Let’s break this down, and how AMD arrived at this final design. The A10-7800 has two CPU building blocks and one GPU building block. Each of the CPU building blocks is a Steamroller based design that allows for two simultaneous threads. To be specific each of these CPU building blocks has its own L2 cache, one shared floating point core, two integer cores, as well as its on decode and fetch hardware to access the external cache, and even the RAM. Since there are two integer cores AMD calls this a dual compute unit… and not a triple like they do with their CPUs (as AMD calls the shared floating point another ‘core’). Interestingly enough Steamroller is a refreshed and refined version third generation X86 Bulldozer architecture – though with a lot of improvements, so many AMD states a 20% clock for clock improvement over the second generation. Since there are two of these blocks, this how the A10-7800 has four CPU Compute Units.

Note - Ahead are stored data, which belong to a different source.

PR #25629, opened 2020-06-16
API: Recognize MSSQL data source URLs

### LINKED ISSUE #25067: Cannot connect to SQL Named Instance
**What happened**:
When trying to connect to a named instance when using version 7.0 we cannot specify a named instance. When using a backslash (`\`) to seperate the server name from the instance name, it gives us an error. See attached.

**What you expected to happen**: We should we able to connect as in the past to the server. This worked in version 6.7.2

Try to create a connection to a new instance using server\InstanceName. Is seems that you interpret each single slash (back slash) as two slashes.

**Anything else we need to know?**: No

**Environment**:
- Grafana version: 7.0
- Data source type & version: SQL Server
- OS Grafana is installed on: CentOS
- User OS & Browser: Chrome

- Grafana plugins:
- Others:

ServerName
Connection

aknuds1:
Implement MSSQL specific data source URL validation logic.

Fixes #25067.

I read the MSSQL [driver](https://github.com/denisenkom/go-mssqldb) documentation in order to figure out valid connection strings. I figure I should probably add support for the two other MSSQL URL formats too, but starting out with this.

### DIFF
--- a/pkg/api/pluginproxy/ds_proxy_test.go
+++ b/pkg/api/pluginproxy/ds_proxy_test.go
@@ -11,6 +11,7 @@ import (
 	"testing"
 	"time"
 
+	"github.com/grafana/grafana/pkg/api/datasource"
 	"github.com/grafana/grafana/pkg/components/securejsondata"
 	"github.com/grafana/grafana/pkg/models"
 	"github.com/stretchr/testify/assert"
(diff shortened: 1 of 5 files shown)


aknuds1:
@reuvygroovy Can you please test this PR and see if it works for you?

reuvygroovy:
How can I test it? What should I install/replace?

aknuds1:
@reuvygroovy Are you able to build Grafana from source?

reuvygroovy:
No, haven't done that yet. If you explain how though I am willing to try.

aknuds1:
Read the [developer guide](https://github.com/grafana/grafana/blob/master/contribute/developer-guide.md).

papagian (approved):
LGTM
It would be nice to have some tests for the different cases that `parseURL` supports.
Also, off the scope of this one, ideally each datasource should have each one validation method (by implementing the same interface) but this requires a lot of refactoring.

aknuds1:
@papagian Those tests are implemented via TestNewDataSourceProxy_MSSQL. If mssql.ParseURL has a bug it should be caught there. It's preferable to test as few implementation details as possible.

papagian:
> @papagian Those tests are implemented in TestNewDataSourceProxy_MSSQL. If mssql.ParseURL has a bug it should be caught there. It's preferable to test as few implementation details as possible, to reduce maintenance/cognitive load.

correct! forget about my comment!

pkg/api/pluginproxy/ds_proxy_test.go
```diff
@@ -583,11 +584,62 @@ func TestNewDataSourceProxy_ProtocolLessURL(t *testing.T) {
...
 	cfg := setting.Cfg{}
 	plugin := plugins.DataSourcePlugin{}
+
 	_, err := NewDataSourceProxy(&ds, &plugin, &ctx, "api/method", &cfg)
 
 	require.NoError(t, err)
 }
 
+// Test wth MSSQL type data sources.
+func TestNewDataSourceProxy_MSSQL(t *testing.T) {
```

For the graphic’s building block, AMD actually used their – for the first time – GCN GPU architecture to create it. Much like a AMD R9 290 video card that it is based upon the GPU module features up to eight Asynchronous Compute Engines (ACE) and up to eight GPU Compute Units. In the A10-7800 case there are eight of these graphics CU’s. As with a R9 2-series each of these gaphics CU is made up of 64 stream processors and 16 Texture Units. Giving the A10-7800 a grand total of 512 stream processors and 128 Texture Units… plus all the other low level goodies that make an AMD video card processor a AMD video card processor. That is a lot of video processing power for a processor!
Now all this is fairly typical for how AMD did a APU in the first three generations – albeit with a lot of tweaks and the like – but what makes the Kaveri APU generation so special it is the additional HSA layer that melds the two into one true mega-core.
This in turn means the four CPU Compute Units can create and send work directly to the eight video CU’s and vice versa (via what AMD calls heterogeneous Queuing, and the industry simply calls Dynamic Parallelism). Better still this cross flow of GPU calling on CPU functions (and vice versa) is all done at the kernel level and does not require OS, API, or even drivers to do so. Instead it is bare-metal crosstalk that is a lot more efficient than a discrete CPU and GPU… or even an older APU’s ways of doing things.
More importantly is the twelve cores now share the entire RAM amount as one large memory unit instead of dividing it upon POST into two parts… that could not be shared or even ‘seen’ by the other Compute Unit type. This is called hUMA (heterogeneous Uniform Memory Access) and works darn good and requires a lot less TLC than the old way of dividing and hoping one type does not run out of memory. The works loads are also now equally spread across all the CUs and each CU knows what the others are working on so as to not cause issues with writing to memory sector that another is reading (‘Platform Atomics’).